Open LourensVeen opened 3 years ago

LourensVeen commented 3 years ago

The template lets you select a license that you want to license your package under, and puts that into the generated package. But the generated package itself contains a lot of text that's copied straight from the template, which is licensed under the Apache License 2.0. So arguably, any package created from this template should carry two licenses, an Apache 2.0 license licensing the eScience Center-owned part of the copyright, and a license statement describing that the user's part of the copyright is licensed under whichever license they chose.

That's possible, as all the licenses on offer here are compatible with the Apache 2.0 license. But it also feels a bit weird. Should the eScience Center really become part-owner of the copyrights of all packages initialised using our template? Are we going to sue anyone who (accidentally or intentionally) removes our copyright from their package?

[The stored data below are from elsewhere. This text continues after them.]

PR #1995, opened 2023-03-07
frontend: cleanup gitignore

thisconnect:
- removed ignoring *.css.d.ts files, before migrating to React typings-for-css-modules-loader was used that generated these files, but now with CSS-Modules by react-scripts, this is not used anymore
- removed commented out ignore-unfinished-locales as this is in the top level .gitignore


Beerosagos (approved):
LGTM!

PR #1998, opened 2023-03-07
frontend: fix buy CTA redirect & balance loading (account dropdown)

shonsirsha:
1. Buy CTA for an empty account in the `/account/${code}` page redirects user straight into the country selector (`/buy/exchange/${code}`). We'd like it to redirect to the account selector first (`/buy/info/${code}`) so user will be able to see the account they selected. The selected account is displayed in a dropdown.

2. The said dropdown is also supposed to  display the selected account's  balance which gets fetched asyncly. The balance was fetched asyncly, but it's not yet displayed. This PR also fixes this bug; to actually display the fetched balance in the dropdown.

Preview for an empty account:

https://user-images.githubusercontent.com/28676406/223382842-aae6e8f5-e91d-4f19-95dd-5b8aa3b596ca.mov

Preview for a non-empty account:

https://user-images.githubusercontent.com/28676406/223385266-044cb8c2-7c98-45bb-b884-dd58944fb961.mov

### DIFF
--- a/frontends/web/src/components/accountselector/accountselector.tsx
+++ b/frontends/web/src/components/accountselector/accountselector.tsx
@@ -14,12 +14,11 @@
  * See the License for the specific language governing permissions and
  * limitations under the License.
  */
-
+import { FunctionComponent, useEffect, useState } from 'react';
 import { useTranslation } from 'react-i18next';
 import { AccountCode, IAccount } from '../../api/account';
 import { Button } from '../forms';
 import Select, { components, SingleValueProps, OptionProps, SingleValue, DropdownIndicatorProps } from 'react-select';
-import { FunctionComponent } from 'react';
 import Logo from '../icon/logo';
 import styles from './accountselector.module.css';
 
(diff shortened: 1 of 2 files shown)


frontends/web/src/components/accountselector/accountselector.tsx
```diff
@@ -80,21 +79,24 @@ const DropdownIndicator: FunctionComponent<DropdownIndicatorProps<TOption>> = (p
...
-            value: 'choose',
-            disabled: true
-          } :
-          options.find(opt => opt.value === selected)
-        }
+        value={selected === '' ? {
+          label: t('buy.info.selectLabel'),
+          value: 'choose',
+          disabled: true
+        } : selectedAccount}
```
thisconnect, line 99: what is the difference from using defaultValue vs. value here?

thisconnect:
Nice, I tested a bit and LGTM... but  could you split those into 2 commits (keep in 1 PR)?

reason atomic commits help if for example we want to revert 1 of those changes.

frontends/web/src/components/accountselector/accountselector.tsx
shonsirsha: To put it simply, `defaultValue` is suitable for uncontrolled components. Whereas `value` is for controlled ones. Since we're using the `selectedAccount` state now, it's a controlled component. Thus we're now utilising the `value` prop.

`selectedAccount` state is used so we can get the updated balance value once it gets fetched asyncly. This previously wasn't possible, since we're only using `options.find(opt => opt.value === selected)` for the selected value and this doesn't get updated when `options` has the balance after it was fetched.

shonsirsha:
Commit has been split, thanks for the review! @thisconnect

thisconnect (approved):
LGTM

PR #2000, opened 2023-03-07
frontend/Qt: enable autoscaling for high density screens

Beerosagos:
Autoscaling was only enabled for windows, because with Qt < v5.14 it didn't look nice on Linux and Mac OS. Now that we are compiling with Qt v5.15 we can enable it on all OSs.

### DIFF
--- a/frontends/qt/main.cpp
+++ b/frontends/qt/main.cpp
@@ -165,10 +165,8 @@ public:
 
 int main(int argc, char *argv[])
 {
-// Enable auto HiDPI scaling on Windows only for now.
-#if defined(_WIN32) && QT_VERSION >= QT_VERSION_CHECK(5,6,0)
+    // Enable auto HiDPI scaling to correctly manage scale factor on bigger screens
     QApplication::setAttribute(Qt::AA_EnableHighDpiScaling);
-#endif
 
 // QT configuration parameters which change the attack surface for memory
 // corruption vulnerabilities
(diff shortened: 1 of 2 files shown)


frontends/qt/main.cpp
```diff
@@ -165,8 +165,9 @@ class WebEngineView : public QWebEngineView {
 
 int main(int argc, char *argv[])
 {
-// Enable auto HiDPI scaling on Windows only for now.
-#if defined(_WIN32) && QT_VERSION >= QT_VERSION_CHECK(5,6,0)
+// Enable auto HiDPI scaling if Qt>5.14. Otherwise do it on Windows only because it doesn't
+// look nice on Linux and MacOS.
+#if QT_VERSION >= QT_VERSION_CHECK(5,14,0) || (defined(_WIN32) && QT_VERSION >= QT_VERSION_CHECK(5,6,0))
```
Beerosagos, line 170: Not sure if it is worth making a distinction between Qt versions. wdyt?

benma: You can drop all these checks as we are on Qt 5.15 at the moment and don't support compiling this app on older Qt versions.

benma:
Please add a changelog entry

benma (changes requested):

Beerosagos:
Should be good now! PTAL

PR #2001, opened 2023-03-08
frontend: set dark mode colour scheme for account dropdown/selector

shonsirsha:
Hardcoded CSS values to display the account dropdown in dark mode. We added some new selectors in the css file, where previously weren't needed.

This is because most of react-select's default styles suit our light mode. However, it's not the case for dark mode. Thus, we need to grab ahold of more selectors to be customised for them to work with our dark mode (hence adding more selectors in the css).

Preview:
Screenshot 2023-03-13 at 09 08 05

Screenshot 2023-03-13 at 09 08 02

### DIFF
--- a/frontends/web/src/components/accountselector/accountselector.module.css
+++ b/frontends/web/src/components/accountselector/accountselector.module.css
@@ -1,6 +1,6 @@
 .balance, .balanceSingleValue{
     margin-left: auto;
-    color: var(--color-gray);
+    color: var(--color-secondary);
 }
 
 .balanceSingleValue {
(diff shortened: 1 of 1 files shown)


frontends/web/src/components/accountselector/accountselector.module.css
```diff
@@ -20,11 +20,33 @@
...
+    background-color: var(--background-dark);
+}
+
+.select :global(.react-select__option):hover, 
+.select :global(.react-select__option--is-selected) {
+    background-color: var(--background);
+}
+
+.select :global(.react-select__option--is-disabled) span {
+    color: var(--color-gray);
```
thisconnect, line 37: please use `--color-secondary`

frontends/web/src/components/accountselector/accountselector.module.css
```diff
@@ -45,9 +67,10 @@
 }
 
 
-.valueContainer{
-    display: flex;
+.valueContainer {
     align-items: center;
+    color: var(--color-white);
```
thisconnect, line 72: please use `--color-alt`

thisconnect (changes requested):

shonsirsha:
thanks @thisconnect!

Should've read 

`/* all fonts should use these colors and not from the main colors directly */` 🙂

frontends/web/src/components/accountselector/accountselector.module.css
```diff
@@ -1,6 +1,6 @@
 .balance, .balanceSingleValue{
     margin-left: auto;
-    color: var(--color-gray);
+    color: var(--color-white);
```
thisconnect, line 3: Is `--color-white` here intentional?

shonsirsha: I would imagine so.

Otherwise, the colour difference between the text itself and the bg (since bg is gray now) would be a bit too subtle.

shonsirsha: Actually, nevermind. Color gray seems to look ok:

Screenshot 2023-03-13 at 09 06 12

I'll put it back for now,  but using `color-secondary` :)

shonsirsha:
PTAL @thisconnect  :) 🙏

thisconnect (approved):
LGTM

PR #2002, opened 2023-03-09
frontend: refactor utxo component to functional component

thisconnect:
Slightly changed how the component communicates with send.tsx,
it used a React ref that the parent (send) could clear the child.
Changed to just clear the selectedUTXOs map directly after send
or when the dialog opens (it will set the data again when it's
closed).

tested also that the UTXO list updated after sending which was
fixed in https://github.com/thisconnect/bitbox-wallet-app/commit/582ad7e63e9b8d4ab5a700d4da90d938cfa75276

### DIFF
--- a/frontends/web/src/routes/account/send/utxos.tsx
+++ b/frontends/web/src/routes/account/send/utxos.tsx
@@ -1,5 +1,6 @@
 /**
  * Copyright 2018 Shift Devices AG
+ * Copyright 2023 Shift Crypto AG
  *
  * Licensed under the Apache License, Version 2.0 (the "License");
  * you may not use this file except in compliance with the License.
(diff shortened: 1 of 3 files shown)


frontends/web/src/routes/account/send/utxos.tsx
```diff
@@ -14,92 +15,72 @@
...
+    const unsubscribe = syncdone(accountCode, () => {
+      getUTXOs(accountCode).then(setUtxos);
     });
-  }
-
-  public clear = () => {
-    this.setState({ selectedUTXOs: {} }, () => {
-      this.props.onChange(this.state.selectedUTXOs);
-    });
-  };
```
thisconnect, line 84: this was so that the parent could clear this component, which then emptied the state. selectedUTXOs, and send it back to the parent.

changed to just clear the selectedUTXOs on the parent directly.

shonsirsha (approved):
lgtm

thisconnect:
@Beerosagos I think you also found once a bug related to coin selection, could you test this PR too if you have time?

Beerosagos:
> @Beerosagos I think you also found once a bug related to coin selection, could you test this PR too if you have time?

Yep! I have it on my TODO list :)

Beerosagos (approved):
tACK :+1:

PR #2009, opened 2023-03-13
frontend: convert `settingsitem` into functional component

shonsirsha:

Here, we're converting `settingsitem.tsx` into a functional component.

### DIFF
--- a/frontends/web/src/components/settingsButton/settingsItem.tsx
+++ b/frontends/web/src/components/settingsButton/settingsItem.tsx
@@ -1,26 +1,18 @@
-import { Component } from 'react';
+import { ReactNode } from 'react';
 import style from './settingsButton.module.css';
 
-interface SettingsItemProps {
-    optionalText?: string | null;
-    optionalIcon?: JSX.Element;
+type TProps = {
+  optionalText?: string;
+  optionalIcon?: JSX.Element;
+  children: ReactNode;
 }
+export const SettingsItem = ({ optionalText, optionalIcon, children }: TProps) => {
+  return (
+    <div className={[style.container, style.item].join(' ')}>
+      {children}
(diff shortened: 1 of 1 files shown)


frontends/web/src/components/settingsButton/settingsItem.tsx
```diff
@@ -1,26 +1,22 @@
-import { Component } from 'react';
+import { ReactNode } from 'react';
 import style from './settingsButton.module.css';
 
-interface SettingsItemProps {
-    optionalText?: string | null;
-    optionalIcon?: JSX.Element;
+type TProps = {
+  optionalText?: string | null;
```
thisconnect, line 5: since you are here: I think the null should not be needed, can you remove it or does it explode somewhere?

frontends/web/src/components/settingsButton/settingsItem.tsx
```diff
@@ -1,26 +1,22 @@
...
 }
+export const SettingsItem = ({ optionalText, optionalIcon, children }: TProps) => {
+  return (
+    <div className={[style.container, style.item].join(' ')}>
+      {children}
+      {
+        optionalText && (
+          <span className={style.optionalText}>{optionalText}</span>
+        )
+      }
```
thisconnect, line 17: since you are here, could you remove the newlines:
`{ optionalText` or  `)}` is more consistent imo and nicer to read.

thisconnect (changes requested):

frontends/web/src/components/settingsButton/settingsItem.tsx
shonsirsha: seems to be ok..

shonsirsha:
PTAL :) @thisconnect

thisconnect (approved):
LGTM

PR #2011, opened 2023-03-13
frontend: set darkmode colour scheme for ExchangeSelectionRadio

shonsirsha:
hardcoded some CSS values in order to support darkmode for this component
(ExchangeSelectionRadio).

Used light icons for the Bank and CreditCard icons.

Preview:

Screenshot 2023-03-20 at 12 54 37


frontends/web/src/routes/buy/components/exchangeselectionradio.module.css
```diff
@@ -129,7 +129,7 @@
 /* checked */
 
 .radio[aria-checked="true"] {
-    background-color: var(--color-light-skyblue);
+    background-color: var(--background);
```
thisconnect, line 132: in light mode `--background` is using `--color-lightgray`, but here it was `--color-light-skyblue` 🤔 

is this for focusing the background of the whole option?
do we need a new CSS variable `--background-focus` or similar?

thisconnect (changes requested):

frontends/web/src/routes/buy/components/exchangeselectionradio.module.css
shonsirsha: > is this for focusing the background of the whole option?
Yes exactly.

> do we need a new CSS variable --background-focus or similar?
That'd be good, I think. As lightmode uses skyblue and in darkmode it obviously won't. WDYT?

thisconnect: makes sense to me

shonsirsha:
Rebased and merged conflicts solved :)

thisconnect (approved):
untested LGTM

frontends/web/src/routes/buy/components/exchangeselectionradio.module.css
jadzeidan: I was testing it out and I think it is more intuitive for the focus background to be the lighter one. So like this:

image

shonsirsha: agree, looks better too @jadzeidan . Thanks.

PR #2013, opened 2023-03-14
draft: frontend darkmode toggle

thisconnect:
adding draft as the JS part is not React like. It "works" but doesn't update once the mediaquery changes (if system settings is changed).

Lets discuss in dm.


shonsirsha (approved):
tested lgtm. 


Note for future improvements: we should resolve the known issue in chart.tsx. 

Upon discussion, we may try implementing a hook for darkmode and use it in chart.tsx to resolve this issue. However, this requires chart to be converted into a functional component first.

thisconnect:
updated commit messages

PR #3343, opened 2025-05-12
Add initial Bitrefill widget to staging 

sutterseba:
Adds an initial proof of concept integration of the Bitrefill widget.

Still missing:

* Disclaimers (currently set to BTC direct instead)
* Some smaller UI elements

The long loading screen inside the widget on checkout is known and related to CSP settings of the captcha that the app tries to load.


frontends/web/src/locales/en/app.json
```diff
@@ -397,6 +397,12 @@
     "upgrade": "Upgrade"
   },
   "buy": {
+    "bitrefill": {
+      "error": {
+        "insufficientFunds": "Insufficient funds to buy gift card."
+      },
+      "transactionNote": "Sent to Bitrefill"
+    },
```
thisconnect, line 405: This file grew organically, since we started with buy and added sell later, we now have keys like: `buy.exchange.sell` 😅 

Maybe it would make sense to make a new top level "market" or "marketplace"  key? but buy works as well no strong opinion.

frontends/web/src/routes/exchange/bitrefill.tsx
```diff
@@ -0,0 +1,251 @@
...
+  code: AccountCode;
+};
+
+const getURLOrigin = (uri: string): string | null => {
+  try {
+    return new URL(uri).origin;
+  } catch (e) {
+    return null;
+  }
+};
```
thisconnect, line 66: nit: we have same (similar?) function in btcdirect, this could be shared in a new  `utils/url.ts or similar.

frontends/web/src/routes/exchange/bitrefill.tsx
```diff
@@ -0,0 +1,251 @@
...
+    case 'request-configuration': {
+      event.source?.postMessage({
+        event: 'configuration',
+        ref: bitrefillInfo.ref,
+        utm_source: 'BITBOX',
+        theme: isDarkMode ? 'dark' : 'light',
+        hl: i18n.resolvedLanguage ? localeMapping[i18n.resolvedLanguage] : 'en',
+        paymentMethods: account.coinCode ? coinMapping[account.coinCode] : 'bitcoin',
+        refundAddress: bitrefillInfo.address,
+        // Option to keep pending payment information longer in session, defaults to 'false'
```
thisconnect, line 134: could you add a link to their documentation somewhere (in this file or in commit message)?

frontends/web/src/routes/exchange/bitrefill.tsx
```diff
@@ -0,0 +1,251 @@
...
+        useHighestFee: true,
+        sendAll: 'no',
+        selectedUTXOs: [],
+        paymentRequest: null
+      };
+
+      let result = await proposeTx(code, txInput);
+      if (result.success) {
+        let txNote = `${t('buy.bitrefill.transactionNote')} (${String(invoiceId)})`;
+        const sendResult = await sendTx(code, txNote);
```
thisconnect, line 175: nice to pass invoiceId to tx note, seems useful for users that buy many vouchers.

nit: please use const if txNote variable is expected to not be re-assigned, otherwise `let`.

frontends/web/src/routes/exchange/exchange.tsx
```diff
@@ -134,7 +134,13 @@ export const Exchange = ({ code, accounts, deviceIDs }: TProps) => {
...
         </Dialog>
         <div className="innerContainer scrollableContainer">
-          <Header title={<h2>{title}</h2>} />
+          { activeTab === 'spend' ? (
+            <Header title={<h2>{t('generic.spend', {
+              context: hasOnlyBTCAccounts ? 'bitcoin' : 'crypto'
+            })}</h2>}/>
+          ) : (
+            <Header title={<h2>{title}</h2>}/>
+          )}
```
thisconnect, line 143: nit: an alternative could be to use 1 `<Header ` element and move the condition into title attribute.

thisconnect (approved):
Very nice LGTM, added some small comments

 also @Beerosagos please review if you have a moment.

frontends/web/src/api/exchanges.ts
```diff
@@ -21,7 +21,7 @@ export const getExchangeRegionCodes = (): Promise<string[]> => {
   return apiGet('exchange/region-codes');
 };
 
-export type TPaymentMethod = 'card' | 'bank-transfer' | 'bancontact' | 'sofort';
+export type TPaymentMethod = 'card' | 'bank-transfer' | 'bancontact' | 'sofort' | 'spend';
```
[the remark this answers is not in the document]
sutterseba: Yeah it's a bit ugly. I'm basically abusing the payment method field to pass a custom message (which depends on the provider). Strictly speaking "spend" is the payment method here, i.e. the wallet itself pays.

frontends/web/src/locales/en/app.json
sutterseba: Definitely, I haven't spent much time on lang keys yet, partly for this reason. Probably a larger refactor then with more structured buy/sell/spend categorization

thisconnect: it's very annoying to move keys onces they are translated. So if you want to change it would be better to move the new keys before translators start translating the new keys.

sutterseba:
@thisconnect addressed comments and also changed to the same tx note format now (as in https://github.com/BitBoxSwiss/bitbox-wallet-app/pull/3351)

backend/exchanges/bitrefill.go
```diff
@@ -0,0 +1,101 @@
...
+// for "unspecified") is supported by Bitrefill.
+func IsRegionSupportedBitrefill(region string) bool {
+	return len(region) == 0 || slices.Contains(bitrefillRegions, region)
+}
+
+// IsBitrefillSupported is true if coin.Code is supported by Bitrefill.
+func IsBitrefillSupported(coinCode coin.Code) bool {
+	supportedCoins := []coin.Code{
+		coin.CodeBTC, coin.CodeTBTC, coin.CodeLTC, coin.CodeTLTC, coin.CodeETH, coin.CodeSEPETH,
+		"eth-erc20-usdc", "eth-erc20-usdt"}
```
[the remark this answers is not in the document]
thisconnect: I see, but maybe better if we test with `make servewallet-mainnet`?

thisconnect (approved):
very nice, initial Bitrefill pr LGTM

Lets get this merged to staging-bitrefill soon, you've already over-delivered and it looks like almost done and more than just a POC :)

ping @Beerosagos ptal

frontends/web/src/routes/exchange/bitrefill.tsx
```diff
@@ -0,0 +1,235 @@
...
+        sendAll: 'no',
+        selectedUTXOs: [],
+        paymentRequest: null
+      };
+
+      let result = await proposeTx(code, txInput);
+      if (result.success) {
+        const txNote = t('generic.paymentRequestNote', {
+          name: 'Bitrefill',
+          invoiceId,
```
thisconnect, line 157: oups in the other PR the placeholder is called orderId

backend/exchanges/bitrefill.go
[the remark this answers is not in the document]
sutterseba: Already removed it

frontends/web/src/routes/exchange/bitrefill.tsx
sutterseba: Updated

Beerosagos:
> ping @Beerosagos ptal

I already saw the first mention :joy: I'll have a look asap

thisconnect:
> I already saw the first mention 😂 I'll have a look asap

I didn't want to rush you, but wanted to hand it over to you. 😇

frontends/web/src/routes/exchange/bitrefill.tsx
```diff
@@ -0,0 +1,235 @@
...
+        address: paymentAddress,
+        amount: parsedAmount.amount,
+        // Always use highest fee rate for Bitrefill spend
+        useHighestFee: true,
+        sendAll: 'no',
+        selectedUTXOs: [],
+        paymentRequest: null
+      };
+
+      let result = await proposeTx(code, txInput);
```
thisconnect, line 153: tiny nit: by using `const` it would tell that this variable will not be re-assigned later.

frontends/web/src/routes/exchange/bitrefill.tsx
```diff
@@ -0,0 +1,235 @@
...
+  const handleMessage = useCallback(async (event: MessageEvent) => {
+    if (
+      !account
+      || !bitrefillInfo?.success
+      || ![getURLOrigin(bitrefillInfo.url), 'https://embed.bitrefill.com'].includes(event.origin)
+    ) {
+      return;
+    }
+
+    const data = typeof event.data === 'string' ? JSON.parse(event.data) : event.data;
```
thisconnect, line 103: JSON.parse could throw an error if `event.data` is not valid JSON, this probably never happens, however it is coming from outside the BitBoxApp so it would not be wrong to wrap in try/catch

thisconnect (approved):
frontend LGTM, added a tiny nit

Beerosagos (approved):
I tested some changes in the code and I realized that the `Deal` model is deeply exploited in the FE implementation and that makes quite hard to move Bitrefill outside of it in a nice way. It probably doesn't make much sense from the effort pov.

I think that we could merge this and refactor later some part of the model, instead, to make it more flexible (e.g. not only valid for exchanges) so that it can fit Bitrefill and other future integrations. 

LGTM, great work @sutterseba :fire:

PR #3345, opened 2025-05-13

benma:
Compiled from
https://github.com/BitBoxSwiss/bitbox02-firmware/commit/2544f0889b9c7c5aba3b6bc2307efe443ce119dd.

BLE fw binary also taken from there.

We only update the multi firmware as all our testing devies are multis. We upgrade ignoring errors as it is unsigned (we prepend the v9.22 sigs just to have the right format).


NickeZ (approved):
Checked sha256 of the ble binary.

LGTM

PR #3348, opened 2025-05-14
frontend: move firmware required logic into pocket view

thisconnect:
Pocket Bitcoin was the only sell option before and requires a newer firmware. The sell tab in buy/sell just displayed a require-fw-update message instead of showing the sell option (Pocket).

Moved the required-firmware-update into pocket component so the app can shows all options.


bznein (approved):
utACK

PR #3350, opened 2025-05-15

benma:
Compiled from https://github.com/BitBoxSwiss/bitbox02-firmware/commit/3b387d8dce1cfa4c811e67b96b79599483a887b1

BLE fw binary also taken from there.

We only update the multi firmware as all our testing devies are multis. We upgrade ignoring errors as it is unsigned (we prepend the v9.22 sigs just to have the right format).


NickeZ (approved):
utack!

PR #3356, opened 2025-05-20
android: make cmake version a minimum

benma:
I could not figure out how to install 3.31.6 in my Android Studio, but later versions also work fine.


bznein (approved):
utACK

PR #3359, opened 2025-05-21
frontend: block ui during address verification

thisconnect:
Block the UI when there is a signing request so that the user cannot navigate when there is a signing request on the device.


Beerosagos (approved):
utACK

PR #3361, opened 2025-05-21
frontend: block ui in case of sign request

thisconnect:
The bitbox02 only can handle one request at a time, this means that an ongoing message signing request blocks the device until it is finished.

Currently, it is possible to request a message signing inside the pocket workflow and leave the workflow while the signing request is ongoing. If the user tried to make other operations, e.g. verifying an address or opening the manage device screen, each bb02 request remains pending.

By blocking everything but the iframe the user is forced to stay in the workflow and has to either complete or abort the signing.

When blocking the view should always surpress native back, by using

    <UseDisableBackButton />

### DIFF
--- a/frontends/web/src/routes/exchange/iframe.module.css
+++ b/frontends/web/src/routes/exchange/iframe.module.css
@@ -23,3 +23,18 @@
     position: relative;
     z-index: 2200;
 }
+
+.blocking {
+    background-color: var(--bg-transparent-dark);
+    bottom: 0;
+    left: 0;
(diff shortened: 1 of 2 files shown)


thisconnect:
Tested that the app navigation is darkened and not clickable with Qt on macOS and on Android.

thisconnect:
fyi, opened a draft PR to block the app ui in staging-btcdirect-sell https://github.com/BitBoxSwiss/bitbox-wallet-app/pull/3359

PR #3362, opened 2025-05-22

benma:
Compiled from https://github.com/BitBoxSwiss/bitbox02-firmware/commit/e3149e2566c796fb42c93c9b76f736f3d09551f0


NickeZ (approved):
utack

PR #3363, opened 2025-05-23
frontend: close sidebar on mobile when rotating to portrait

thisconnect:
Fixed an issue where the sidebar remains open after toggling via
the hamburger menu and rotating the screen.

Now, the sidebar is always closed on mobile devices when switching
to portrait orientation.


thisconnect:
tested on Android

PR #3367, opened 2025-05-26
ios: fix tight margins on fullscreen View

shonsirsha:
We previously added space but only the top.
Added bottom spacing now as well.

Regarding the "X" button was because it's an absolute posiitoned
item, so it didn't respect the top padding.  Thus added extra
space for its `top` property here.


benma (changes requested):
Unfortunately this did not fix it for me, the `X` is still in the same location next to the clock at the top and not tappable.

PR #3371, opened 2025-05-26
backend: don't require pairing code over BLE

benma:
Connecting to a BitBox02 over BLE already requires pairing, so the noise pairing is redundant. This does not prevent confirming the pairing code at any time after, it just means the confirmation is optional.

```
go get github.com/BitBoxSwiss/bitbox02-api-go@4c21ece5b08182e2946362303347bc4b50906e46
go mod tidy
go mod vendor
```


NickeZ (approved):
tACK (before PR was opened, I assume nothing changed)

PR #3373, opened 2025-05-27
stop scanning peripherals when the device picker is not mounted

benma:


NickeZ:
Should the frontend really stop the scan? shouldn't it stop by itself after a fixed amount of time?

PR #4312, opened 2026-08-10
frontend: LN menu

shonsirsha:
- Add a Lightning shortcut to the mobile bottom navigation when enabled
- Hide "Accounts" when Lightning is the only active account


frontends/web/src/components/bottom-navigation/menu-icons.tsx
```diff
@@ -13,6 +13,12 @@ export const AccountIconSVG = () => (
   </svg>
 );
 
+export const LightningIconSVG = () => (
+  <svg width="40" height="70" viewBox="0 0 40 70" fill="none" xmlns="http://www.w3.org/2000/svg">
+    <path d="M23.6011 2L2 43.2503H16.3989V68L38 26.7497H23.6011V2Z" stroke="currentColor" strokeWidth="4" strokeLinejoin="round"/>
+  </svg>
+);
```
thisconnect, line 20: nit We shouldn't need any of these big SVG's in .tsx files.

Please move to .svg files and import via icon component.

thisconnect (approved):
partly tested LGTM with nit

PR #4314, opened 2026-08-11
lightning: enforce minimum top-up amount

bznein:
Small top-ups can become impossible to claim or refund. Enforce a 1,000 sat minimum using backend-owned validation and expose the result through the existing balance and amount responses.

Hide Bitcoin accounts whose available balance does not exceed the threshold, since an exact-minimum balance cannot also cover network fees. Leave final fee sufficiency to the normal transaction proposal.

- [ ] updating the Changelog
- [ ] writing unit tests

### DIFF
--- a/backend/lightning/handlers.go
+++ b/backend/lightning/handlers.go
@@ -61,6 +61,7 @@ func (lightning *Lightning) PostPrepareTopUp(r *http.Request) interface{} {
 		Success      bool          `json:"success"`
 		ErrorCode    string        `json:"errorCode,omitempty"`
 		FundingLimit *fundingLimit `json:"fundingLimit,omitempty"`
+		MinAmountSat uint64        `json:"minAmountSat,omitempty"`
 		*topUpProposal
 	}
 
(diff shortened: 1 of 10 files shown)


frontends/web/src/routes/lightning/topup/topup.tsx
```diff
@@ -102,6 +102,34 @@ export const LightningTopUp = ({ activeAccounts, hasAccounts }: TProps) => {
...
+      });
+      return {
+        amount,
+        unit: sourceAmountUnit,
+        valid: response.success ? response.validLightningTopUpAmount : null,
+      };
+    } catch {
+      return { amount, unit: sourceAmountUnit, valid: null };
+    }
+  }, [amount, sourceAmountUnit]);
```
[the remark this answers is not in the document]
bznein: fixed

frontends/web/src/locales/en/app.json
```diff
@@ -1852,8 +1852,9 @@
         "total": "Total"
       },
       "from": "From",
+      "minimumAmount": "Enter at least 1000 sats.",
```
bznein: @Beerosagos @jadzeidan suggestions on how to phrase this? I put a temporary string but we should probably use something more explicit such as "to minimize the risk on unclaimable deposits, deposit at least 1000 sats"

Beerosagos: I would avoid tech details. I think it's fine just to state that the min amount is 1K sats

backend/lightning/topup.go
```diff
@@ -12,6 +12,10 @@ import (
 	"github.com/BitBoxSwiss/bitbox-wallet-app/util/errp"
 )
 
+const minimumTopUpAmountSat = 1000
+
+var minimumTopUpAmount = big.NewInt(minimumTopUpAmountSat)
```
Beerosagos: nit: this is only used in the validate function, no need to be defined outside.

backend/lightning/handlers.go
Beerosagos, line 59: nit: error handling in this function is a bit weird: we mix three different ways for catching specific errors. Maybe we can use something like:


```suggestion
var limitErr *topUpFundingLimitError
if errors.As(err, &limitErr) {
    // ...
}
var minimumErr *lightningAmountBelowMinimumError
if errors.As(err, &minimumErr) {
      // ...
}

var validationErr accountErrors.TxValidationError
if errors.As(err, &validationErr) {
    // ...
}
```

Beerosagos (approved):
tACK with a couple of nits 🙏

backend/lightning/handlers.go
bznein: done

backend/lightning/topup.go
bznein: moved

PR #4318, opened 2026-08-11
lightning: warn about incoming funds before shutdown

bznein:
Incoming and unclaimed funds cannot be included in a close-and-withdraw transaction. Show a warning in the confirmation step and link back to the Lightning account, where users can claim or refund those funds.

Keep shutdown available for users who choose to continue without withdrawing every fund.

screenshot_11-Aug-2026_16-01-48

- [ ] updating the Changelog
- [ ] writing unit tests


Beerosagos (approved):
utACK! Nice

PR #4319, opened 2026-08-11
lightning: warn about lightning not using tor.

bznein:
Lightning's connections are handled by the breeze sdk and can not be configured to use a specific proxy. Warn the user that lightning will still work but it will not be using Tor.

- [ ] updating the Changelog
- [ ] writing unit tests


Beerosagos (approved):
tACK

I propose that we add a statement that makes it clear that while the template is licensed under the Apache License 2.0, we consider the generated code to be CC0. That means you can just use it and license the generated code and your additions in any way you want, without having to drag along an extra license. Basically, what everyone does, and what the template itself does, but making it official.

GCC does the same thing with its headers, those will end up in your binary when you compile your code, but it has a statement that says that the GPL does not extend to those headers and that you can license your binary in any way you want.

egpbos commented 2 years ago

It would be nice to have this discussion at the cookiecutter level as well. Seems like a good default to me.